Когда она оказалась в Урге, священная столица монголов ее потрясла. Она не могла оторвать глаз от возвышающейся над городом горы Богдо-ул, от замысловатых, в стиле китайских пагод, крыш храмов монастыря Гандан-Тэгчинлин, обожала слоняться по рынку Захадыру – память о кипении иркутского рынка крепко засела в ней: здесь так же, как в Сибири, бойко торговали коричневым бурятским медом и синим китайским луком, шкурами тарбаганов и молодых собольков, рыбой, выловленной в Толе, в Орхоне, в Селенге и даже в Байкале – с Байкала в Ургу привозили вкуснейшего, нежнейшего соленого омуля.
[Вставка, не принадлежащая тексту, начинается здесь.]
PR #174, opened 2026-06-13
6/13/2026

kwcckw:


frame_2D_alg/agg_recursion.py
```diff
@@ -121,7 +121,8 @@ def proj_V(_N,N, dist, dy_dx, dec):  # _N x N induction
                 Link = comp_N(_N,N, lr,c,full=not tnF, A=dy_dx, span=dist, rL=root,L_=L_,N_=N_, acc=acc)
                 Link.rTT = np.abs(pTT-Link.dTT) / eps_(Link.dTT)  # relative prediction error to fit oF, direction-agnostic
             else:
-                pL = CN(typ=-1, dTT=pTT,m=m,d=d,c=c,r=lr, angl=[dy_dx,1],span=dist); pL.N_ = [_N,N]
+                # why this is CN here?
+                pL = CL(typ=-1, dTT=pTT,m=m,d=d,c=c,r=lr, angl=[dy_dx,1],span=dist); pL.N_ = [_N,N]
```
kwcckw, line 125: This CN is a mistake? We need CL for links?

frame_2D_alg/agg_recursion.py
```diff
@@ -184,7 +185,8 @@ def comp_H(_Nt,Nt, Link):  # tentative pre-comp
     if N.typ==3 and _N.typ==3 and m*wF > ave*(r+cF):
         dH,htt,C,R = comp_H(_N,N, L); c+=C; r+=R; m+= vt_(htt,ttN_)[0]  # tentative dH, replace if subcomp
     if N.typ and m*wN_ > ave*(r+cN_):  # skip PPs
-        F2N(L)  # add tFs for subcomp
+        # F2N(L)  # add tFs for subcomp ( the previous update is not included?)
+        for ft in ('Nt','Lt','Ct','Bt','Xt','Rt'): setattr(L, ft, CF(root=L))
```
kwcckw, line 189: So we need to remove the conversion, and we just need to add Fts to L here.

frame_2D_alg/agg_recursion.py
```diff
@@ -464,14 +460,14 @@ def cluster_P(_C_, _c, root):  # multi-seed mean shift: parallel centroid refine
                 out_ += [C]
     if out_:
         merg_ = []
+        for out in out_: F2N(out)
         for _C, C in combinations(out_,r=2):
             if _C in merg_ or C in merg_: continue
             c = min(C.c,_C.c); r = (C.r+_C.r)/2; dy_dx = _C.yx-C.yx; dist = np.hypot(*dy_dx)
             L = comp_N(_C,C,r,c, A=dy_dx,span=dist)
-            if vt_(L.dTT,ttF)[0]*wF < avd*(r+cF): add2F(_C,C,1); merg_ += [C]
+            if vt_(L.dTT,ttF)[0]*wF < avd*(r+cF): add2F(_C,C,1); merg_ += [C]  # we need to reset their rim for the next cross_comp?
```
kwcckw, line 468: After the comp, i think we need to remove their rim for the next cross_comp again?

frame_2D_alg/agg_recursion.py
```diff
@@ -464,14 +460,14 @@ def cluster_P(_C_, _c, root):  # multi-seed mean shift: parallel centroid refine
                 out_ += [C]
     if out_:
         merg_ = []
+        for out in out_: F2N(out)
```
kwcckw, line 463: Sorry, this shouldn't be here, it should be added to Cs, right before the cross_comp of Ct.

frame_2D_alg/meta_code.py
```diff
@@ -161,6 +162,36 @@ def inner(*a, **kw):
...
+                            TT += np.array([ np.array([mM, mD, mL, mI, mG, mA, mL, mL / 2, 0]),  # extA=0
+                                             np.array([dM, dD, dL, dI, dG, dA, dL, dL / 2, 0])])
+                            c += c
+                    elif not isinstance(out, CF):  # edge, from slice_edge
+                        I, G, Dy, Dx, Y, X = out.latuple
+                        # we only have kern here, not sure how to compute delta TT
+                        out.c = len(out.P_)
+                    else:    
+                        N_ += [out]; TT, c, r = sum_vt(N_)  # CF or edge from slice_edge
+                oF.dTT = (TT*c - _TT*_c) / eps_(_TT*_c)  # why dTT is current - root, while c is root - current?
```
kwcckw, line 193: I added the process to add dTT with delta, where delta is `(current.dTT - root.dTT)/root.dTT`. Also why the original code uses `(current.TT - root.TT)`, but c is other way around and using `root.c - current.c`?

frame_2D_alg/agg_recursion.py
boris-kz: we don't need rim for centroids anyway?

    if N.typ==3:
        for n, _n in (_N,N),(N,_N):

frame_2D_alg/agg_recursion.py
```diff
@@ -309,14 +309,15 @@ def nt_vt(n,_n):
...
         for L in G.L_:
-            for tFt in L.Nt,L.Bt,L.Ct:  # Lt doesn't form trans-links, Ct is not root-constrained?
-                for tL in tFt.N_:
-                    if tL.m*wcN> ave*ccN:  # merge trans_link.N_.roots
-                        rt0 = getattr(tL.N_[0].root,'root',None); rt1 = getattr(tL.N_[1].root,'root',None)  # CNs
-                        if rt0 and rt1 and rt0 != rt1:
-                            if rt1.H: add_H(rt0.H, rt1.H, rt0, fN=1)
-                            rt0.N_ += rt1.N_; add_Nt(rt0)  # recompute Nt attrs / G
-            L.Nt,L.Bt,L.Ct = CF(),CF(),CF()
+            if hasattr(L, 'Nt'):  # has subcomp
```
boris-kz, line 312: what's the point, each Ft is evaluated separately?

frame_2D_alg/agg_recursion.py
boris-kz: right

frame_2D_alg/agg_recursion.py
boris-kz: right

frame_2D_alg/meta_code.py
boris-kz: should be out - input: oF-_oF?

frame_2D_alg/agg_recursion.py
```diff
@@ -121,7 +121,8 @@ def proj_V(_N,N, dist, dy_dx, dec):  # _N x N induction
                 Link = comp_N(_N,N, lr,c,full=not tnF, A=dy_dx, span=dist, rL=root,L_=L_,N_=N_, acc=acc)
                 Link.rTT = np.abs(pTT-Link.dTT) / eps_(Link.dTT)  # relative prediction error to fit oF, direction-agnostic
             else:
-                pL = CN(typ=-1, dTT=pTT,m=m,d=d,c=c,r=lr, angl=[dy_dx,1],span=dist); pL.N_ = [_N,N]
+                # why this is CN here?
+                pL = CL(typ=-1, dTT=pTT,m=m,d=d,c=c,r=lr, angl=[dy_dx,1],span=dist); pL.N_ = [_N,N]
                 L_+= [pL]; N.rim+=[pL]; _N.rim += [pL]; N_+=pL.N_; acc[0]+=pTT*pL.c; acc[1]+=pL.c; acc[2]+=pL.r*pL.c  # all +ve
```
boris-kz, line 126: oF needs  +- Ls

frame_2D_alg/agg_recursion.py
boris-kz: this doesn't depend on cross_comp, why do Cts need to be CNs?

frame_2D_alg/agg_recursion.py
```diff
@@ -464,14 +460,14 @@ def cluster_P(_C_, _c, root):  # multi-seed mean shift: parallel centroid refine
...
         merg_ = []
+        for out in out_: F2N(out)
         for _C, C in combinations(out_,r=2):
             if _C in merg_ or C in merg_: continue
             c = min(C.c,_C.c); r = (C.r+_C.r)/2; dy_dx = _C.yx-C.yx; dist = np.hypot(*dy_dx)
             L = comp_N(_C,C,r,c, A=dy_dx,span=dist)
-            if vt_(L.dTT,ttF)[0]*wF < avd*(r+cF): add2F(_C,C,1); merg_ += [C]
+            if vt_(L.dTT,ttF)[0]*wF < avd*(r+cF): add2F(_C,C,1); merg_ += [C]  # we need to reset their rim for the next cross_comp?
         out_= list(set(out_)-set(merg_))
         dCt = sum2F(list(set(_C_)-set(out_)))  # compress
```
boris-kz, line 470: dCt should be the out_ for CoF?

kwcckw: Okay right, i guess we need another separate section to get dCt from the function output in the traced later.

frame_2D_alg/agg_recursion.py
kwcckw: This pos L could be identified with their typ? Why we need to use CN? Because this is conflicting with the L since L should separate their N_ and Nt.N_.

frame_2D_alg/agg_recursion.py
kwcckw: Yes, but we add empty tFts only if the sub eval is true, so this `for tFt in L.Nt,L.Bt,L.C` gets syntax error when there's no sub section.

frame_2D_alg/meta_code.py
kwcckw: I see, so that was a mistake. So  it should be `oF.c   = c - _c`.

Also for slice_edge, we only have kern, so they shouldn't have this delta dTT?

frame_2D_alg/agg_recursion.py
kwcckw: Okay right. Sorry i was confused earlier.

It should be a CC to enable fC comp and clustering.

frame_2D_alg/agg_recursion.py
kwcckw: We need it in comp_C_?

      def comp_C_(C_,_r, _C_=[], fall=1, fC=0):  # simplified for centroids, trans-N_s, levels
      
          N_,L_,tc,tr = [],[],0,0; acc = [np.zeros((2,9)),0,0,np.zeros((2,9)),0,0]
          if fall:
              for _C, C in pairs:
                  tc += c; tr += r*c
                  if _C is C:
                  else:
              if fC: # merge similar distant centroids
                  for i, L in enumerate(L_):
                          C0,C1 = L.N_
                          add2F(C0,C1,1); merg_ += [C1]
                          for l in C1.rim: l.N_ = [C0 if n is C1 else n for n in l.N_]
                      else: L_ = L_[i:]; break

We add their rim in comp_N above, and rim is used to pack l.N_. I guess we need another flag to skip their rim if it's called from cluster_P?

frame_2D_alg/agg_recursion.py
boris-kz: the data in oF must include Ls of both signs: all results

frame_2D_alg/agg_recursion.py
boris-kz: this is trans_cluster(G), all Ls should have Fts here

frame_2D_alg/agg_recursion.py
boris-kz: it should be C1.N_ instead of C1.rim, get the Ns directly

kwcckw: Here we are merging C1 to C0, so all rim's nt should be replacing C1 with C0?

frame_2D_alg/agg_recursion.py
kwcckw: This L is from G.L_, since trans_cluster is default on all Gs, but not all L in G has subcomp?

    def trans_cluster(G):
        for L in G.L_:
        
 So if L doesn't have sub comp:
 
     if N.typ and m*wN_ > ave*(r+cN_):  # skip PPs
        for ft in ('Nt','Lt','Ct','Bt','Xt','Rt'): setattr(L, ft, CF(root=L))
        
 They won't have added Fts, as above.

frame_2D_alg/agg_recursion.py
kwcckw: Yes, my initial question was on the CN, but it should be CL instead.

frame_2D_alg/agg_recursion.py
boris-kz: > it should be C1.N_ instead of C1.rim, get the Ns directly

frame_2D_alg/agg_recursion.py
boris-kz: ok right

frame_2D_alg/agg_recursion.py
boris-kz: Going back to my prior scheme, L Fts are L.N_ - mediated so they should be summed in L.H[0], etc.
So we need default L.H, not empty if sub_comp

boris-kz: if N.typ and m* wN_*c > ave*(r+cN_):  # skip PPs
        dn_ = []  # cross_comp N_|Ft_ -> top dLev
        if N.typ == 1:
        else:
        if dn_:
            L.H = sum2F(dn_,L)  # top dLev, dnH s added internally
            if len(L.H)==1 and _N.H and N.H: comp_H(_N.H,N.H,L)  # cheap version if no deeper comp_N

boris-kz: sum2H, then the two lines it replaces:

```python
def sum2H(N_, root, fmemb=0, ffold=0):  # build level-H: concat children's H, top lev from N_ or members'
    H = []
    for n in N_:
        if getattr(n,'H',None): add_H(H, n.H, root)
    top = [n for N in N_ for n in N.N_] if fmemb else N_
    H += [sum2F(top, root if ffold else None)]
    return H
```

In sum2F typ==3, replace lines 524-525:

```python
        if typ==3:  # frame?
            F.H = sum2H(N_, F, fmemb=1, ffold=1)  # was: add_H loop + F.H += [sum2F(members)]
```

In comp_N, the sub_ block:

```python
    if sub_:
        L.H = sum2H(sub_, L)  # ffold=0: top lev off L.dTT, tracing intact
```

Behavior-identical in sum2F (fmemb=1 → members'-members top lev, ffold=1 → folds into F as the old `sum2F(...,F)` did). The recursion is benign — sum2H's inner sum2F gets a flat node list, hits typ-based branches, won't re-enter typ==3 unless those members are themselves typ-3 (frames-of-frames), which is the same recursion the old inline had.

One thing the swap exposes that the inline hid: old `F.H +=` *appended* to F.H, assuming F.H was `[]` (CL/CF init). sum2H *assigns* `F.H =`. If F ever reaches this with a pre-existing H (it shouldn't at construction, but Copy_ paths set H), assignment drops it. At sum2F's construction point F is fresh from `cls_[typ](...)` → H=[], so identical. Just don't reuse sum2H on an already-populated F expecting append — it replaces.

frame_2D_alg/meta_code.py
```diff
@@ -161,6 +162,36 @@ def inner(*a, **kw):
...
+                    else:                              
+                        N_ = out[0]
+                        if N_: TT, c, r = sum_vt(N_) 
+                elif isinstance(out, set):  # get_exemplar
+                    N_ = list(out)
+                    if N_: TT, c, r = sum_vt(N_) 
+                else:    
+                    if isinstance(out, list):  # PPt_, from comp_slice
+                        N_ = out
+                        for PPt in out:
```
boris-kz, line 181: this is a monstrosity

frame_2D_alg/agg_recursion.py
kwcckw: So if we pack them as H here, the top should skip those tFts and sum from their tF.N_?

frame_2D_alg/agg_recursion.py
kwcckw: You are referring to this line right? 

    for l in C1.rim: l.N_ = [C0 if n is C1 else n for n in l.N_]

This line is actually removing C1 from l.nt after the merging, so we can't use the same C1.N_ across all links. This l.N_ is actually the nt instead of their N_.

frame_2D_alg/meta_code.py
kwcckw: This section is actually same as PP2N, where we need the TT conversion first. It's the special case for comp_slice, unless we edit comp_slice to output a more consistent format. Or do you see a better method here?

boris-kz: anything is better than putting it here

frame_2D_alg/agg_recursion.py
boris-kz: I think tFts in H[0] are fine, F.N_ are mostly empty anyway

frame_2D_alg/agg_recursion.py
boris-kz: Forget links, this will be removing C and m,d from N.root_,m_,d_
and we don't need to go through C.N_, it's just C index in C_, they all map

frame_2D_alg/meta_code.py
boris-kz: they all have vals.

dc = _c-c; oF.dTT = (_TT*_c-TT*c) / dc or eps

boris-kz: this is on the version I just pushed:

Read the snippet in context (traced, lines 164–179) plus `sum_vt` and `sum2O`. The mechanics mostly work; the conceptual problems are about *what `oF.dTT`/`oF.c` are supposed to mean*.

**1. Time inversion — the baseline is read before it exists.** `_TT,_c = _CoF.dTT,_CoF.c` is the *caller's* aggregate. But `_CoF.dTT` is only assigned when `_CoF`'s own frame returns (this same line 173), which hasn't happened yet — the caller is still mid-execution, you're inside one of its children. So `_TT,_c` is the caller's stale value from a *previous* invocation or the init zeros. The whole subtraction `(_TT*_c − TT*c)/dc` is therefore against an undefined baseline. You can't compute a parent-minus-child decomposition from inside the child; the parent total isn't known until all its children return.

**2. Wrong baseline even if timing worked.** The caller's running total is not this function's *input*. If `dTT` is meant to be marginal gain (output − input), the baseline is this frame's args captured at entry (line 162–163), not the caller's accumulated dTT. "Caller" and "input" are being conflated.

**3. `oF.c = dc` is a type confusion.** Everywhere else `c` is a positive extent/normalizer (`w = n.c/C` in sum_vt). Here you redefine it as a count *difference*, which:
- goes negative whenever output extent > caller's current extent (normal early), giving negative cost,
- poisons every downstream weighted sum that includes this oF,
- `or eps` only guards exact zero, not small/negative.

**4. `r` is extracted but never stored.** Lines 168/169/171 unpack `r`, but `oF.r` is never assigned — yet line 176 uses `cent_TT(wtt, oF.r)`. The output's redundancy is silently dropped.

**5. Unhandled output shapes fail silently.** A bare returned list (not tuple/set) matches neither branch, so `TT,c=0`, and `oF.dTT = _TT*_c/_c = _TT` — it just copies the (stale) parent. No error.

The real decision your `# all this should be computed for the output?` comment is circling: **decide whether `oF.dTT` is *produced value* or *marginal gain*.**

- Produced value → drop the subtraction entirely: `oF.dTT, oF.c, oF.r = sum_vt(N_)`. Clean, and the marginal-vs-parent comparison belongs in the *caller* after it aggregates children (where it actually has both totals).
- Marginal gain → capture the input baseline from args at entry, subtract that, and keep `c` as a real extent (don't overwrite it with `dc`).

Either way the caller-read baseline has to go. Which semantics do you intend for `dTT` here — the value the function emitted, or its increment over input?

kwcckw: > The whole subtraction (_TT*_c − TT*c)/dc is therefore against an undefined baseline. 
You can't compute a parent-minus-child decomposition from inside the child; the parent total isn't known until all its children return.

I think we shouldn't use the parent total since we need to get the delta at the line we call the children?

frame_2D_alg/agg_recursion.py
kwcckw: Okay, but why we need fmemb? They could be sum and merged the same way?

frame_2D_alg/agg_recursion.py
kwcckw: Yes, so those are still missing above. It's just summing C1 to C0, and we need to update their N's m_ , d_ and root_ too.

Сначала Машка в Урге попросту, грязно блядовала. Промышляла клиента по улицам, по рынкам, толклась вблизи входов в китайские лавчонки; заигрывала с посетителями харчевен и парикмахерских, пока не набрела на русскую «РЕСТОРАЦIЮ» в китайском квартале – да там и осела, сначала в качестве официантки-подавалы, потом, когда ресторанная вокальная дива Елизавета Пришвина захворала горлом и некому было петь на сцене весь вечер, – и в качестве певицы. «Шимми – прекрасный танец, каждый американец шимми будет танцевать со мною ночь напролет!..» Машка вспомнила одесское детство, тряхнула стариной. То ли выделывали в Одессе, в забегаловках в порту, гречанка Рита Ефремиди, итальянка Роза, подружки ее оторвы-мамки! Ее пение понравилось хозяину. Она имела успех. Ей на сцену бросали деньги. Она вздергивала ноги выше головы, подмигивала оркестрантам, неприлично отклячив зад, наклонившись, собирала купюры с пола. Все, она уже заняла трон. Лизка Пришвина могла только шипеть, как змея, ей вслед: «Ни кожи ни рожи, а туда же, петь задумала, профура драная!» Машка грубо бросала ей: «От таковской слышу!» Она разнообразила репертуар, у нее появлялись богатые поклонники, она стала шить себе наряды у приличной ургинской портнихи мадам Брошкиной. «А сейчас перед почтеннейшей публикой выступит звезда нашей замечательной „РЕСТОРАЦIИ“, блистательная, несравненная, всеми обожаемая Мария Строганова!.. Прошу любить и жаловать!.. Ап-ло-дис-ме-е-нты-ы-ы-ы!..» И она вырывалась, выбегала на сцену, задирая ноги, а оркестрик уже наяривал канкан, и она высоко, до подбородка, нагло вздергивала ноги, и нагло шла по сцене вперед, вперед в упоительном, бесстыдном танце, и публика свистела и визжала, и ресторанные завсегдатаи, русские ургинские купцы, бросали к ее ногам букеты роз из оранжереи мадам Канда и купюры, купюры, купюры – китайские доллары, американские зеленые бумажки… Она посылала публике воздушные поцелуи. Ее увозили на ночь в авто богатые купцы. Ее товарки – Глашка Афонина, Аришка Алферова – ядовито завидовали ей, насыпали ей в туфли горчичный порошок, чтобы она не могла дотанцевать номер до конца, поили, змеино улыбаясь, холодным, со льда, шампанским, чтобы она охрипла. Машка пила ледяное шампанское и звонко пела, отплясывала испанскую чечетку и камаринскую со жгучим порошком в туфлях. Она процветала – до того дня, когда в «РЕСТОРАЦIИ» внезапно появился тот, с которым она всю ночь подпрыгивала на утлой вагонной полке в литерном Москва – Владивосток.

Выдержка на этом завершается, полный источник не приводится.